◆ DATA SUPPLIED
[Start of Attachment]

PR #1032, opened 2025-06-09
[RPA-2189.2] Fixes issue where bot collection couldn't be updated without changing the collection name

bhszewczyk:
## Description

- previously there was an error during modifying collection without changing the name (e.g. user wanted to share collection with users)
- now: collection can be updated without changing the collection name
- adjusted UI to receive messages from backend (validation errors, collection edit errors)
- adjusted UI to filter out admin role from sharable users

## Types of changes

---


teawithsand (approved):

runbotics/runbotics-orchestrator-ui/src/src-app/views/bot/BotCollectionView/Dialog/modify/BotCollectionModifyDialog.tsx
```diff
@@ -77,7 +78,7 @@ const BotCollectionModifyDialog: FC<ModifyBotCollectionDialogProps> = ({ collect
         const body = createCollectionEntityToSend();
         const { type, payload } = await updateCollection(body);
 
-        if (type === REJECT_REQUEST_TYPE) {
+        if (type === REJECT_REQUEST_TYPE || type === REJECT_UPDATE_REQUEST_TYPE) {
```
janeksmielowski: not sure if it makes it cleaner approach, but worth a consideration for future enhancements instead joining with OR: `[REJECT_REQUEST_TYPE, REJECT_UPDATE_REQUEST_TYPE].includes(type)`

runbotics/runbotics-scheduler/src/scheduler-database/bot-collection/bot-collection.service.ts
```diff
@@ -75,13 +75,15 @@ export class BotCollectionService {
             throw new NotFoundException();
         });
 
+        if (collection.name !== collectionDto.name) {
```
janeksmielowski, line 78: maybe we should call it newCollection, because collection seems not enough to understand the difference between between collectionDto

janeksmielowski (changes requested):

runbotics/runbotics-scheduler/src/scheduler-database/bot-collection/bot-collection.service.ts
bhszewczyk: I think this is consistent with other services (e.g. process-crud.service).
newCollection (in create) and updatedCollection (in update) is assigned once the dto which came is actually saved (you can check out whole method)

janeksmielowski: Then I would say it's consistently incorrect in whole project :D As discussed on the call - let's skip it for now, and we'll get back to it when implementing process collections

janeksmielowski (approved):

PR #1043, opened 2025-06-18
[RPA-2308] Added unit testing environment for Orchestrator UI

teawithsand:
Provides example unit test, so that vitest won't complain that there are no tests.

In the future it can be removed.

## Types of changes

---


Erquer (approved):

[End of Attachment]

◆ TASK TO COMPLETE
The lines you return should be those above that contain the word "users", every one of them.

◆ WRITTEN SOLUTION
- previously there was an error during modifying collection without changing the name (e.g. user wanted to share collection with users)
- adjusted UI to filter out admin role from sharable users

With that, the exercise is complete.